We recommend applying standard quality control filtering prior to SPS, including:
- Removal of cells with abnormally high/low UMI counts
- Filtering cells with high mitochondrial gene percentages
- Doublet detection and removal (e.g., using Scrublet or DoubletFinder)

## Visualization

The following animation shows how points are selected from a 2D toy dataset using PCA binning. Points are selected category by category (cells with 1 point, 2 points, etc.), and the process is visualized step by step:

- All points start as skyblue.
- When a category is considered, the cells are highlighted in yellow and the points in those cells are shown in gray for visibility.
- Selected points turn red and remain red in all subsequent frames.
- The process continues until the target number of points is reached.

![Sampling Process Animation](./docs/sampling_process.gif)

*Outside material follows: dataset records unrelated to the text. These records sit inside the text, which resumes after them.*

PR #2049, opened 2022-08-04
retain context of triggering event to the triggered event

AsafEitani:
Retains the event context of the triggering event
(e.g. hooked_syscall gets the context of the insmod that preceded it)

## Initial Checklist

To generate the animation yourself, run:

```bash
python docs/generate_visualization.py
```

## Citation

If you use SParseSampler in your research, please cite:

```bibtex
# Add citation when available
```

## License

This project is licensed under the MIT License - see the [LICENSE](LICENSE) file for details.

## Contributing

Contributions are welcome! Please feel free to submit a Pull Request.